This morning, Dhaka ranked as the fourth most polluted city globally in terms of air quality.


At 9:06 AM today, Dhaka was listed as the fourth most polluted city globally, recording an Air Quality Index (AQI) score of 181.


This statement indicates that Dhaka has been classified as the fourth most polluted city globally based on its Air Quality Index (AQI) score, which was recorded at 181 at 9:06 AM this morning. The AQI is a measure of air pollution levels, with higher scores indicating poorer air quality. Dhaka’s high AQI score suggests significant pollution levels in the city at that particular time.


Dhaka’s air quality was assessed as “unhealthy” by the air quality index.

Dhaka’s air quality fell into the category labeled “unhealthy” according to the Air Quality Index (AQI). The AQI is a numerical scale used to measure and communicate how polluted the air is, with different ranges corresponding to different health risks. In this case, Dhaka’s AQI score of 181 categorizes its air quality as “unhealthy,” indicating that prolonged exposure could have adverse effects on people’s health.

Senegal’s Dakar, Pakistan’s Lahore, and Nepal’s Kathmandu ranked first, second, and third on the list, respectively, with AQI scores of 196, 183, and 181.


When the AQI value falls within the range of 101 to 150 for particle pollution, air quality is categorized as “unhealthy for sensitive groups”; between 150 and 200, it is labeled “unhealthy”; from 201 to 300, it is described as “very unhealthy”; and a reading exceeding 301 is deemed “hazardous”, presenting significant health hazards to residents.

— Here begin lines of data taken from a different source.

PR #968, opened 2024-07-25
Add a flag to control number of buffers used by Metal. Add a flag to control Vsync on window resize

SergeevPavel:
#### Number of buffers
MacOS [doc](https://developer.apple.com/documentation/quartzcore/cametallayer/2938720-maximumdrawablecount?language=objc). As far as I know AWT uses double buffering by default. So we would like to experiment with this setting in Fleet. Also I expect that double buffering should reduce user interaction latency.

#### Control VSync on window resize

I've noticed that on Linux and Windows we don't wait for VSync when repainting synchronously, but only on macOS we do.
I suspect that locking EDT when we are waiting for VSync might lead to problems with app responsivenes. So it would be nice to experiment with this setting.

### DIFF
--- a/skiko/src/androidMain/kotlin/org/jetbrains/skiko/Actuals.android.kt
+++ b/skiko/src/androidMain/kotlin/org/jetbrains/skiko/Actuals.android.kt
@@ -16,7 +16,7 @@ internal class AndroidOpenGLRedrawer(
 ) : Redrawer {
     override fun dispose() = TODO()
     override fun needRedraw() = TODO()
-    override fun redrawImmediately(waitForVsync: Boolean) = TODO()
+    override fun redrawImmediately() = TODO()
 
     override val renderInfo: String get() = "Android renderer"
 }
--- a/skiko/src/androidMain/kotlin/org/jetbrains/skiko/Actuals.android.kt
+++ b/skiko/src/androidMain/kotlin/org/jetbrains/skiko/Actuals.android.kt
@@ -16,7 +16,7 @@ internal class AndroidOpenGLRedrawer(
 ) : Redrawer {
     override fun dispose() = TODO()
     override fun needRedraw() = TODO()
-    override fun redrawImmediately() = TODO()
+    override fun redrawImmediately(waitForVsync: Boolean) = TODO()
 
     override val renderInfo: String get() = "Android renderer"
 }
--- a/skiko/src/awtMain/kotlin/org/jetbrains/skiko/redrawer/MetalRedrawer.kt
+++ b/skiko/src/awtMain/kotlin/org/jetbrains/skiko/redrawer/MetalRedrawer.kt
@@ -114,7 +114,7 @@ internal class MetalRedrawer(
         inDrawScope {
             update(System.nanoTime())
             if (!isDisposed) { // Redrawer may be disposed in user code, during `update`
-                performDraw()
+                performDraw(waitVsync = SkikoProperties.macOSWaitForPreviousFrameVsyncOnRedrawImmediately)
             }
         }
     }
--- a/skiko/src/awtMain/kotlin/org/jetbrains/skiko/redrawer/MetalRedrawer.kt
+++ b/skiko/src/awtMain/kotlin/org/jetbrains/skiko/redrawer/MetalRedrawer.kt
@@ -67,8 +67,9 @@ internal class MetalRedrawer(
 
     init {
         onDeviceChosen(adapter.name)
+        val numberOfBuffers = properties.frameBuffering.numberOfBuffers() ?: 0 // zero means default for system
         val initDevice = layer.backedLayer.useDrawingSurfacePlatformInfo {
-            MetalDevice(createMetalDevice(layer.windowHandle, layer.transparency, adapter.ptr, it))
+            MetalDevice(createMetalDevice(layer.windowHandle, layer.transparency, numberOfBuffers, adapter.ptr, it))
         }
         _device = initDevice
         contextHandler = MetalContextHandler(layer, initDevice, adapter)
@@ -154,13 +155,14 @@ internal class MetalRedrawer(
         windowOcclusionStateChannel.trySend(isOccluded)
     }
 
-    private fun performDraw() = synchronized(drawLock) {
+    private fun performDraw(waitVsync: Boolean = true) = synchronized(drawLock) {
         if (!isDisposed) {
-            // Wait for vsync because:
-            // - macOS drops the second/next drawables if they are sent in the same vsync
-            // - it makes frames consistent and limits FPS
-            displayLinkThrottler.waitVSync()
-
+            if (waitVsync) {
+                // Wait for vsync because:
+                // - macOS drops the second/next drawables if they are sent in the same vsync
+                // - it makes frames consistent and limits FPS
+                displayLinkThrottler.waitVSync()
+            }
             autoreleasepool {
                 contextHandler.draw()
             }
@@ -185,7 +187,7 @@ internal class MetalRedrawer(
         setLayerVisible(device.ptr, isVisible)
     }
 
-    private external fun createMetalDevice(window: Long, transparency: Boolean, adapter: Long, platformInfo: Long): Long
+    private external fun createMetalDevice(window: Long, transparency: Boolean, frameBuffering: Int, adapter: Long, platformInfo: Long): Long
     private external fun disposeDevice(device: Long)
     private external fun resizeLayers(device: Long, x: Int, y: Int, width: Int, height: Int)
     private external fun setLayerVisible(device: Long, isVisible: Boolean)
--- a/skiko/src/awtMain/kotlin/org/jetbrains/skiko/redrawer/MetalRedrawer.kt
+++ b/skiko/src/awtMain/kotlin/org/jetbrains/skiko/redrawer/MetalRedrawer.kt
@@ -109,12 +109,12 @@ internal class MetalRedrawer(
         frameDispatcher.scheduleFrame()
     }
 
-    override fun redrawImmediately() {
+    override fun redrawImmediately(waitForVsync: Boolean) {
         check(!isDisposed) { "MetalRedrawer is disposed" }
         inDrawScope {
             update(System.nanoTime())
             if (!isDisposed) { // Redrawer may be disposed in user code, during `update`
-                performDraw()
+                performDraw(waitForVsync)
             }
         }
     }
--- a/skiko/src/awtMain/kotlin/org/jetbrains/skiko/redrawer/MetalRedrawer.kt
+++ b/skiko/src/awtMain/kotlin/org/jetbrains/skiko/redrawer/MetalRedrawer.kt
@@ -109,12 +109,12 @@ internal class MetalRedrawer(
         frameDispatcher.scheduleFrame()
     }
 
-    override fun redrawImmediately(waitForVsync: Boolean) {
+    override fun redrawImmediately() {
         check(!isDisposed) { "MetalRedrawer is disposed" }
         inDrawScope {
             update(System.nanoTime())
             if (!isDisposed) { // Redrawer may be disposed in user code, during `update`
-                performDraw(waitForVsync)
+                performDraw()
             }
         }
     }
--- a/skiko/src/awtMain/objectiveC/macos/MetalRedrawer.mm
+++ b/skiko/src/awtMain/objectiveC/macos/MetalRedrawer.mm
@@ -118,7 +118,7 @@ extern "C"
 {
 
 JNIEXPORT jlong JNICALL Java_org_jetbrains_skiko_redrawer_MetalRedrawer_createMetalDevice(
-    JNIEnv *env, jobject redrawer, jlong windowPtr, jboolean transparency, jlong adapterPtr, jlong platformInfoPtr)
+    JNIEnv *env, jobject redrawer, jlong windowPtr, jboolean transparency, jint frameBuffering, jlong adapterPtr, jlong platformInfoPtr)
 {
     @autoreleasepool {
         id<MTLDevice> adapter = (__bridge id<MTLDevice>) (void *) adapterPtr;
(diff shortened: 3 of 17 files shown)


SergeevPavel:
@elijah-semyonov @igordmn could you take a look?

elijah-semyonov (approved):

skiko/src/androidMain/kotlin/org/jetbrains/skiko/Actuals.android.kt
```diff
@@ -16,7 +16,7 @@ internal class AndroidOpenGLRedrawer(
 ) : Redrawer {
     override fun dispose() = TODO()
     override fun needRedraw() = TODO()
-    override fun redrawImmediately() = TODO()
+    override fun redrawImmediately(waitForVsync: Boolean) = TODO()
```
igordmn, line 19: Without knowing your context, I am leaning towards not adding this parameter for configuration, and just change the default behaviour on macOs. I am not sure in which cases it is actually needed to wait for vsync in a case of `redrawImmediately`. 

Initially it was designed that this method shouldn't wait for vsync, and redraw the rendering buffer to the end of this method. Waiting for vsync on macOs was added because we could lose some frames if we don't wait.

skiko/src/awtMain/objectiveC/macos/MetalRedrawer.mm
```diff
@@ -133,6 +133,10 @@ JNIEXPORT jlong JNICALL Java_org_jetbrains_skiko_redrawer_MetalRedrawer_createMe
         [container setNeedsDisplayOnBoundsChange: YES];
 
         AWTMetalLayer *layer = [AWTMetalLayer new];
+        if (frameBuffering == 2 || frameBuffering == 3) {
```
igordmn, line 136: We either need to write it unconditionally, or add `else` branch. Otherwise setting frameBuffering = 2, then 0 won't change anything

skiko/src/awtMain/kotlin/org/jetbrains/skiko/redrawer/MetalRedrawer.kt
```diff
@@ -154,13 +155,14 @@ internal class MetalRedrawer(
...
-            // Wait for vsync because:
-            // - macOS drops the second/next drawables if they are sent in the same vsync
-            // - it makes frames consistent and limits FPS
-            displayLinkThrottler.waitVSync(windowPtr = layer.windowHandle)
-
+            if (waitVsync) {
+                // Wait for vsync because:
+                // - macOS drops the second/next drawables if they are sent in the same vsync
+                // - it makes frames consistent and limits FPS
+                displayLinkThrottler.waitVSync(windowPtr = layer.windowHandle)
```
igordmn, line 164: @elijah-semyonov, as far as I remember not calling this caused frame loosing, no matter what `maximumDrawableCount` was (a default is 3?)

skiko/src/commonMain/kotlin/org/jetbrains/skiko/GraphicsApi.kt
```diff
@@ -29,3 +29,17 @@ enum class GpuPriority(val value: String) {
         fun parseOrNull(value: String): GpuPriority? = GpuPriority.values().find { it.value == value }
     }
 }
+
+enum class FrameBuffering {
+    DEFAULT,
+    DOUBLE,
+    TRIPLE
```
igordmn, line 36: > refactor with [nextDrawable](https://developer.apple.com/documentation/quartzcore/cametallayer/1478172-nextdrawable?language=objc) being called on IO dispatcher and non-blocking introspection*

@elijah-semyonov, do we really need a separate thread?

As far as I understand Triple buffering, there a 3 buffers and we can swap them without blocking and moving operations to another thread:
```
updating buffer <-> back buffer <-> front buffer
```

igordmn (changes requested):

skiko/src/androidMain/kotlin/org/jetbrains/skiko/Actuals.android.kt
SergeevPavel: Yes, I started from that. The problem is that when we don't wait for VSync on window resize user experience slightly degrade. I mean that the gap between layer and window border become more noticable. So I would like to play with this settings a liitle bit

igordmn: >  redraw the rendering buffer to the end of this method

I.e., if vsync happens after this method, it is guarantied that we'll see the new content on the screen.

skiko/src/awtMain/kotlin/org/jetbrains/skiko/redrawer/MetalRedrawer.kt
```diff
@@ -154,13 +155,14 @@ internal class MetalRedrawer(
         windowOcclusionStateChannel.trySend(isOccluded)
     }
 
-    private fun performDraw() = synchronized(drawLock) {
+    private fun performDraw(waitVsync: Boolean = true) = synchronized(drawLock) {
```
igordmn, line 158: We don't call `performDraw = false` anywhere. I suppose we should change `redrawImmediately`

skiko/src/androidMain/kotlin/org/jetbrains/skiko/Actuals.android.kt
igordmn: >  when we don't wait for VSync on window resize

If we don't change the behaviour on resize (waiting for vsync), what is the case for `redrawImmediately(vsync = false)`?

In Compose we have 2 cases for `redrawImmediately`:
- window resize
- window showing (draw content before window is shown to avoid white/black blinking)

Also one more hypothetical case - manual calling to reduce input latency:
```
mouse move
change state
redrawImmediately

mouse move
change state
redrawImmediately

mouse move
change state
redrawImmediately

vsync
```

>  I mean that the gap between layer and window border become more noticable

This is strange. In my head waiting for something (vsync) should increase the gap, not decrease it.

skiko/src/awtMain/kotlin/org/jetbrains/skiko/redrawer/MetalRedrawer.kt
elijah-semyonov: That's right.

skiko/src/commonMain/kotlin/org/jetbrains/skiko/GraphicsApi.kt
elijah-semyonov: If we don't want to sleep on `nextDrawable` - yes, we need extra threads, it's blocking.

elijah-semyonov:
Not to jump between threads, the original rationale behind adding this functionality was this:
Excessive redraws lead to presented drawables being discarded silently. Compose internal state was out of sync with what was on the screen.

And the problem with macOS is that it's completely opaque on how it manages the drawable pool. It may, or may not block on `nextDrawable`.

```swift
import Cocoa

class View: NSView {
    let metalLayer: CAMetalLayer = CAMetalLayer()
    override init(frame frameRect: NSRect) {
        super.init(frame: frameRect)
        
        let metalDevice = MTLCreateSystemDefaultDevice()!
        metalLayer.device = metalDevice
        metalLayer.pixelFormat = .bgra8Unorm
        metalLayer.framebufferOnly = true
        metalLayer.maximumDrawableCount = 3
        metalLayer.allowsNextDrawableTimeout = false
        wantsLayer = true
    }
    
    override func layoutSubtreeIfNeeded() {
        super.layoutSubtreeIfNeeded()
        
        metalLayer.frame = bounds
        metalLayer.drawableSize = frame.size
    }
    
    required init?(coder: NSCoder) {
        nil
    }
    
    override func makeBackingLayer() -> CALayer {
        return metalLayer
    }
}

class ViewController: NSViewController {
    let metalView = View(frame: NSRect(x: 0, y: 0, width: 200, height: 200))

    override func loadView() {
        view = metalView
    }

    override func viewDidAppear() {
        super.viewDidAppear()
        
        var drawables: [CAMetalDrawable] = []
        for i in 0..<100 {
            let drawable = metalView.metalLayer.nextDrawable()!
            let texture = drawable.texture
            drawables.append(drawable)
            print(i, drawable, unsafeBitCast(texture, to: UInt.self))
        }
    }
}
```
On my Mac this snippet just spits 100 drawables at once (all with different addresses).

skiko/src/androidMain/kotlin/org/jetbrains/skiko/Actuals.android.kt
SergeevPavel: > This is strange. In my head waiting for something (vsync) should increase the gap

At my understanding blocking the paint method prevent window border from movement. Which means it may lag behind mouse cursor but move along with skia content (not perfectly).

> what is the case for redrawImmediately(vsync = false)?

I'm considering to change it on window resize in Fleet subclass of `SkiaLayer`. But I would like to have flexibility here, e.g. to be able to roll it back in case it would look too bad on 120hz displays. So it seems it may look different with different number of buffers in swap chain.

skiko/src/awtMain/kotlin/org/jetbrains/skiko/redrawer/MetalRedrawer.kt
SergeevPavel: Good catch! I missed it during refactoring

skiko/src/commonMain/kotlin/org/jetbrains/skiko/GraphicsApi.kt
igordmn: Discussed online - there can be a way to not wait for `nextDrawable` in a case of triple buffering, if we manually control acquired/completed `drawables`.

I.e. we can postpone commiting the third buffer, if 2 previous one are still not completed. And reuse it, when there will a urgent request for redrawing (`redrawImmediately` on resize)

skiko/src/awtMain/kotlin/org/jetbrains/skiko/redrawer/MetalRedrawer.kt
igordmn: @SergeevPavel, you should take this into account. If you disable waiting for vsync on macOs, some of the last drawn frame can be discarded. The alternative solution to vsync is might be [this](https://github.com/JetBrains/skiko/pull/968/files#r1695524472).

skiko/src/androidMain/kotlin/org/jetbrains/skiko/Actuals.android.kt
igordmn: It is okay to merge if it is more convenient to experiment in Fleet first.

But if it will be no big burden, and our goal is to fix glitches on resize, better to experiment with local Skiko (or some build from `a branch`). Because in the end we might not need this to be configurable. Also, the end solution should be applied to Compose as well, it means that resizing itself should be fixed in `SkiaLayer`, not in its subclass.

Configurable vsync here adds a burden of supporting it (people have to read/understand it) and implementing it properly (should `SkikoProperties.isVsyncEnabled` affect it, why is it different default values for different OS'es, what are use cases, etc)

igordmn: If we come to a conclusion that resize glitches are caused by vsync waiting, then we need to not only remove it, but also implement a proper triple buffering (see the other comment) that might help avoiding missed frames.

SergeevPavel: > It is okay to merge if it is more convenient to experiment in Fleet first.

Let's merge it then. What you do in `SkiaLayer` will be the default behaviour. TBH that it will be a problem for other library users. 

> If we come to a conclusion that resize glitches are caused by vsync waiting

I think the main cause of resize issue is concurrency model of AWT (with two threads EDT and AppKitThread) with Java2D backed by OpenGL layer with Skia Metal layer on top of it.
In JWM straightforward approach works quite well https://github.com/HumbleUI/JWM/blob/5bdc87bca4ebbb25514794dcb866e801620ea71a/macos/cc/LayerMetal.mm#L76
https://github.com/user-attachments/assets/afbdfcd2-449e-4b13-8de3-abc6cf2d858f

I think that the right way to fix it would be to get rid of AWT. But for now I'm looking for a way to improve UX with what we have now.

Also I suspect that sometimes EDT in Fleet spend too much time on this locking, which lead to unresponsiveness. And maybe we could sacrifice some window resize ux if it turns to be true.

skiko/src/commonMain/kotlin/org/jetbrains/skiko/GraphicsApi.kt
SergeevPavel: I'm not sure that I fully understand the idea. I would be happy to discuss the ideas on how to tackle this problem offline, or on call. So don't hesitate to approach me, I'm in office in every weekday

skiko/src/androidMain/kotlin/org/jetbrains/skiko/Actuals.android.kt
igordmn: > and implementing it properly 

Also, I noticed, that Windows/Linux has a different semantics - `wait for vsync after drawing`. On macOs we have `wait for vsync before drawing if the previous drawing was in this vsync`.

Do you need it for Windows/Linux? Can we just add a system property `skiko.rendering.macos.waitForPreviousFrameVsyncOnRedrawImmediately`?

> Let's merge it then. 

Before the merge we need to add a comment describing situation, to avoid future misunderstanding of this code:
```
/*
- wait for vsync before drawing if the previous drawing was in this vsync. Affects only `redrawImmediately` (called on window resize)
- affects only macOs
- this is for experiments for window resize
- setting it false may cause missing frames https://github.com/JetBrains/skiko/pull/708
*/
```
If we decide to implement Windows/Linux, I would implement it as another property:
```
Wait for vsync after drawing. Affects only `redrawImmediately` (called on window resize)

Windows/Linux also depends on SkikoProperties.isVsyncEnabled (greater priority)
```

skiko/src/commonMain/kotlin/org/jetbrains/skiko/GraphicsApi.kt
igordmn: > I would be happy to discuss the ideas

If you are working on improving resize, this should be considered. As it doesn't block, and might not have an issue of missing frame (a theory).

igordmn (approved):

The AQI tells people how clean or dirty the air is in a city each day and what health problems it could cause.
The Air Quality Index (AQI) serves as a daily report card, informing individuals about the cleanliness or pollution levels in the air of a particular city and alerting them to potential health risks associated with the air quality.


In Bangladesh, the Air Quality Index (AQI) is calculated by considering levels of five pollutants: particulate matter (PM10 and PM2.5), NO2, CO, SO2, and ozone.


In Dhaka, the air often becomes dirty and harmful to breathe, especially in winter. But when the rainy season comes, the air usually gets cleaner and healthier.

Dhaka, the capital city of Bangladesh, has faced longstanding challenges regarding air pollution. These issues arise primarily from various sources such as vehicular emissions, industrial activities, construction dust, and biomass burning. During the winter months, typically from November to February, Dhaka experiences severe air pollution episodes. This period is characterized by stagnant weather conditions, low wind speeds, and temperature inversions, which trap pollutants close to the ground, leading to the accumulation of harmful substances in the air.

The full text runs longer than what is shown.